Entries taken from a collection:
----

PR #315, opened 2022-06-06
Add a `ChunkDownloader` interface that allows us to download all the chunk data.

mansu:
Currently, the chunk downloading logic is hardcoded to an S3 API call. Add an abstraction around the snapshot downloading logic so we can plugin in different backends and also employ various downloading and rate limiting strategies.

Added a `ChunkDownloader` interface that provides this abstraction. In future, we can wrap this class with a rate limiter so we can easily rate limit the number of parallel rate limit calls.

Existing tests should validate the code, so no additional tests are needed.

### DIFF
--- a/kaldb/src/main/java/com/slack/kaldb/chunk/SerialS3ChunkDownloaderImpl.java
+++ b/kaldb/src/main/java/com/slack/kaldb/chunk/SerialS3ChunkDownloaderImpl.java
@@ -5,7 +5,10 @@ import static com.slack.kaldb.logstore.BlobFsUtils.copyFromS3;
 import com.slack.kaldb.blobfs.BlobFs;
 import java.nio.file.Path;
 
-/** This downloader downloads all the chunk related data from S3 in a serial fashion. */
+/**
+ * SerialS3ChunkDownloaderImpl downloads all the chunk related data from S3 to a local store one
+ * file at a time.
+ */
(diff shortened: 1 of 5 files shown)


kaldb/src/main/java/com/slack/kaldb/chunk/SerialS3ChunkDownloaderImpl.java
```diff
@@ -0,0 +1,30 @@
...
+      String s3Bucket, String snapshotId, BlobFs blobFs, Path localDataDirectory) {
+    this.s3Bucket = s3Bucket;
+    this.snapshotId = snapshotId;
+    this.blobFs = blobFs;
+    this.dataDirectory = localDataDirectory;
+  }
+
+  @Override
+  public boolean download() throws Exception {
+    return copyFromS3(s3Bucket, snapshotId, blobFs, dataDirectory).length == 0;
```
vthacker, line 28: how would this API work for rate limiting? Wouldn't it need to be done on a per file basis?

mansu: Currently, the plan is to control the number of chunks downloaded in parallel. For that, I am adding a wrapper around this downloader that will limit the number of chunks downloaded in parallel in a different PR. Since, we only have a serial s3 file downloader, this will work for adding the rate limits.

vthacker (approved):

PR #318, opened 2022-06-09
zipkin API added & set up endpoints "getServices" and "getSpans"

shellywu815-zz:
Zipkin API setup according to https://zipkin.io/zipkin-api/#/default/
Added the helper function JsonUtil.writeJsonValues to parse json objects to json lists., which is the expected output
Screen Shot 2022-06-08 at 5 04 21 PM


kaldb/src/main/java/com/slack/kaldb/elasticsearchApi/ZipkinService.java
```diff
@@ -0,0 +1,186 @@
...
+    "OptionalUsedAsFieldOrParameterType") // Per https://armeria.dev/docs/server-annotated-service/
+public class ZipkinService {
+  private final KaldbServiceGrpc.KaldbServiceImplBase searcher;
+
+  public ZipkinService(KaldbServiceGrpc.KaldbServiceImplBase searcher) {
+    this.searcher = searcher;
+  }
+
+  @JsonFormat(shape = JsonFormat.Shape.ARRAY)
+  public static final class GetServicesResult {
```
vthacker, line 30: Can we move this out to a separate file?

kaldb/src/main/java/com/slack/kaldb/elasticsearchApi/ZipkinService.java
```diff
@@ -0,0 +1,186 @@
...
+      this.services = services;
+    }
+
+    @JsonProperty("services")
+    public List<String> services() {
+      return services;
+    }
+  }
+
+  public static final class Service {
```
vthacker, line 44: same with this and the span class - we can move this out to their individual files.

kaldb/src/main/java/com/slack/kaldb/util/JsonUtil.java
```diff
@@ -35,6 +35,12 @@ public static <T> T read(String s, TypeReference<T> valueTypeRef) throws JsonPro
     return ourInstance.mapper.readValue(s, valueTypeRef);
   }
 
+  public static <T> String writeJsonValues(String jsonString) {
```
vthacker, line 38: Can we write a small comment as to why we need this

We can call this method `writeJsonArray` since the Zipkin output format doesn't use a object but an array right?

kaldb/src/main/java/com/slack/kaldb/zipkinApi/ZipkinService.java
```diff
@@ -0,0 +1,591 @@
...
+  }
+
+  /**
+   * Get Span Names API
+   *
+   * @return all the span names recorded by a particular service
+   * @see <a href="https://zipkin.io/zipkin-api/#/default/get_spans">API doc</a>
+   */
+  @Get("/spans")
+  public String getSpans(@Param("serviceName") Optional<String> serviceName) throws IOException {
```
vthacker, line 47: According to the documentation https://zipkin.io/zipkin-api/#/default/get_spans , `serviceName` is a required field. So I think we can remove the `Optional<String>` and make it just a `String` ?

vthacker: I think the next step here is to add start adding some of the additional parameters the GET spans api supports and using it when creating the `searchRequestBuilder`

kaldb/src/main/java/com/slack/kaldb/zipkinApi/ZipkinService.java
```diff
@@ -0,0 +1,591 @@
...
+    return JsonUtil.writeJsonArray(JsonUtil.writeAsString(service));
+    */
+
+    // TODO: consider how to qualify the query variables
+    String queryString = "serviceName:" + serviceName;
+    KaldbSearch.SearchRequest.Builder searchRequestBuilder = KaldbSearch.SearchRequest.newBuilder();
+    KaldbSearch.SearchResult searchResult =
+        searcher.doSearch(
+            searchRequestBuilder
+                .setIndexName("testindex") // [Q] as of now we don't need to worry about index?
```
vthacker, line 90: yes - we can just hardcode this for now.

kaldb/src/main/java/com/slack/kaldb/zipkinApi/ZipkinService.java
```diff
@@ -0,0 +1,591 @@
...
+      final String messageTimestamp = (String) source.get("@timestamp");
+      Instant instant = Instant.parse(messageTimestamp);
+      final long messageTimestampMicros =
+          TimeUnit.SECONDS.toMicros(instant.getEpochSecond())
+              + TimeUnit.NANOSECONDS.toMicros(instant.getNano());
+      final long messageDurationMicros = ((Number) source.get("duration_ms")).longValue();
+      final String messageServiceName = (String) source.get("service_name");
+      final String messageName = (String) source.get("name");
+      // [Q]what to put for msgtype
+      final String messageMsgType = "test message type";
```
vthacker, line 119: I would just change the `SpanUtil#makeSpanBuilder` class to add a null check around the  msgType and then here pass `null` 

```
    if (msgType != null) {
      tags.add(
              Trace.KeyValue.newBuilder()
                      .setKey(LogMessage.SystemField.TYPE.fieldName)
                      .setVTypeValue(Trace.ValueType.STRING.getNumber())
                      .setVStr(msgType)
                      .build());
    }
```

kaldb/src/main/java/com/slack/kaldb/zipkinApi/Service.java
```diff
@@ -0,0 +1,15 @@
+package com.slack.kaldb.zipkinApi;
+
+import java.util.List;
```
vthacker, line 3: Looks like this class is not used anymore? Can we remove it? Or if you want to keep as reference just comment it out for now?

kaldb/src/main/java/com/slack/kaldb/zipkinApi/Span.java
```diff
@@ -0,0 +1,91 @@
...
+  private final long timestamp;
+  private final long duration;
+  private final String kind;
+  private final HashMap<String, Object> localEndpoint;
+  private final HashMap<String, Object> remoteEndpoint;
+
+  private final List<HashMap<String, Object>> annotations;
+  private final HashMap<String, String> tags;
+
+  public Span(
```
vthacker, line 23: Same with this class. Can we just leave  a comment here for now that this class was for initial testing ( it's currently used by the main method and not any actual code ) and we will remove this class eventually.

vthacker:
We have added getTraceById ( https://github.com/slackhq/kaldb/pull/351 )  , this PR was just a POC that currently doesn't have any additional functionality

----

| EXERCISE REQUIREMENTS |
Report all lines of the data above that include the string "throws".

| TASK RESULT |
+  public boolean download() throws Exception {
@@ -35,6 +35,12 @@ public static <T> T read(String s, TypeReference<T> valueTypeRef) throws JsonPro
+  public String getSpans(@Param("serviceName") Optional<String> serviceName) throws IOException {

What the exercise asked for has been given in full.